Du verlangst keine langen Gebete, weil mein schwacher Geist, bald ermattet und zerstreuet wird. Du willst nicht einmal, dass ich viele Worte brauchen soll. Desto öfter und inniger aber soll sich mein Herz zu Dir erheben, und in kindlicher Einfalt mit Dir reden. Ich darf nicht erst auf Worte sinnen; sondern darf mit Dir reden, wie ein Kind mit seinem Vater, wie ein Freund mit dem andern. Und das sollte mir schwer ankommen? Dir, mein bester Vater, Wohltäter und Freund! sollte ich nichts zu sagen wissen? Dir nicht meine Hochschätzung und Liebe bezeugen können? – Habe ich Dir denn nichts zu danken? nichts abzubitten? nichts von Dir zu hoffen? – Habe ich Dir kein Anliegen vorzutragen, keinen Trost bei Dir zu suchen?

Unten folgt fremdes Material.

PR #54, opened 2023-06-27
feat: Cohort with built-in replicator

fmarek-kindred:


packages/cohort/src/replicator2/service.rs
```diff
@@ -0,0 +1,167 @@
...
+                    }
+                }
+
+                opt_install_resp = rx_install_response.recv() => {
+                    if let Some(InstallOutcome::Success { version, started_at: _started_at, finished_at: _finished_at }) = opt_install_resp {
+                        // ack += 1;
+                        if let Err(e) = replicator.update_suffix(version) {
+                            log::warn!("Error updating suffix for version: {}. Error: {}", version, e);
+                        } else {
+                           // let _ = replicator.receiver.commit(version).await;
```
gk-kindred, line 160: We will need to look at the `commit` strategy. One way to do would be similar to that done on `certifier` to maintain `tpl (topic partition list)` and at set interval commit using `tpl`

packages/cohort/src/replicator2/cohort_suffix.rs
```diff
@@ -0,0 +1,368 @@
...
+            0
+        };
+
+        self.messages
+            .iter()
+            .skip(skip_count)
+            .flatten()
+            .take_while(|i| i.is_decided)
+            .filter(|i| !i.is_installed && !i.is_in_flight)
+            .take(1)
```
gk-kindred, line 256: This could be reason why the performance is lower when I compared the performance between the way `replicator2` creates statemap vs the changes I made in this [branch](https://github.com/kindredgroup/talos/blob/feature/replictor-perf-updates/packages/cohort/src/replicator/suffix.rs#L97).

We do all the iteration, flatten and filter and take only 1 out of it. And this function is called in a loop.

In the branch I shared above, you can see, we pick all the eligible records, and later there is a loop to further narrow down  and create the statemap.

packages/cohort/src/replicator2/cohort_suffix.rs
```diff
@@ -0,0 +1,368 @@
...
+
+#[derive(Debug, Clone, Eq, PartialEq)]
+pub struct SuffixItem {
+    /// Data received from Kafka Consumer
+    pub item: ReplicatorCandidate2,
+    pub item_ver: u64,
+    pub decision_ver: Option<u64>,
+    /// Flag to denote if this item has been decided (is_decided is set to true irrespective of the outcome).
+    pub is_decided: bool,
+    pub is_in_flight: bool,
```
gk-kindred, line 19: As we install serially, only the latest is important to us. Do we need `is_in_flight`? 

The `latest_in_flight` prop on the `CohortReplicator` should be enough for filtering the ones we don't need.

gk-kindred:
We have lot of metric code in each functions, which at times makes it hard to focus on the actual functionality the function is doing. 

- Would be nice if we can move them at later point into `macros` so the code looks cleaner. 
- Also the ability to turn on and off as required.
- Also we should move the metrics logging from `warn` to `trace` or `debug` maybe?

packages/cohort/src/replicator2/service.rs
fmarek-kindred: https://jira.kindredgroup.com/browse/KDT-67

packages/cohort/src/replicator2/cohort_suffix.rs
fmarek-kindred: GK is raising JIRA ticket for this item based on new temp branch

packages/cohort/src/replicator2/cohort_suffix.rs
fmarek-kindred: This items is in progress in GK branch linked above.

fmarek-kindred:
> We have lot of metric code in each functions, which at times makes it hard to focus on the actual functionality the function is doing.
> 
> * Would be nice if we can move them at later point into `macros` so the code looks cleaner.
> * Also the ability to turn on and off as required.
> * Also we should move the metrics logging from `warn` to `trace` or `debug` maybe?

https://jira.kindredgroup.com/browse/KDT-65

gk-kindred (approved):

O Gott, wie muss ich mich schämen, dass ich so wenig Lust am Beten habe; dass ich oft nur aus Zwang, aus Gewohnheit, dem Schein nach bete, aber mit den Gedanken ganz anderswo bin, und selbst nicht weiß, was ich sage; oder Dir meine Gebete gleichem vorzähle, und mehr darauf sehe, wie viel, als wie gut ich gebetet habe.
Ach! Ich erkenne und liebe Dich eben noch allzuwenig, mein himmlischer Vater. Deiner täglichen Wohltaten bin ich schon gewohnt, die größten Gnaden, die wahren Güter, die Du mir bereitest, weiss ich nicht genug zu schätzen, und fühle auch nicht viel Verlangen danach; was mir das Angenehmste sein soll, ist es mir oft am wenigsten; es bringt immer nur das Zeitliche, das Gegenwärtige vor. Darum wird es meinem Herzen so schwer, sich von der Erde gegen den Himmel, vom Sichtbaren zu dem Unsichtbaren zu erheben; darum hat es so wenig Eifer zum Gebet, so wenig Andacht dabei.
Wann werde ich doch einmal diese Trägheit überwinden! – Mit deinem Beistand, o Gott! wird es mir gelingen, wenn ich Dich mir allzeit als gegenwärtig vorstelle, und wohl bedenke, was ich tue, wenn ich bete; mit wem ich rede; wie groß, wie gut, wie heilig Du bist. Dies wird mich mit Ehrfurcht, Zutrauen und Liebe erfüllen, und vor dem Frevel bewahren, Dir etwas vorzusagen, das mir nicht von Herzen ginge, – etwas zu versprechen, was ich nicht zu halten gesinnte wäre, – um Güter zu bitten, die ich mir nicht ernstlich erwerben und zu Nutzen machen wollte.
Zerstreuungen, die mir selbst unlieb sind, rechnest Du mir nicht zur Schuld. Ich will nur, sobald ich sie merke, meine Gedanken sammeln, und sie wieder auf das richten, was ich bete. Wenn es mir gleich nicht allzeit von statten gehet, wenn ich schon den süßen Trost des Gebetes oft nicht empfinde; so soll mich das nicht abwendig machen. Du siehst auf den guten Willen; und es kommt Alles darauf an, wie Du diesen bei mir findest.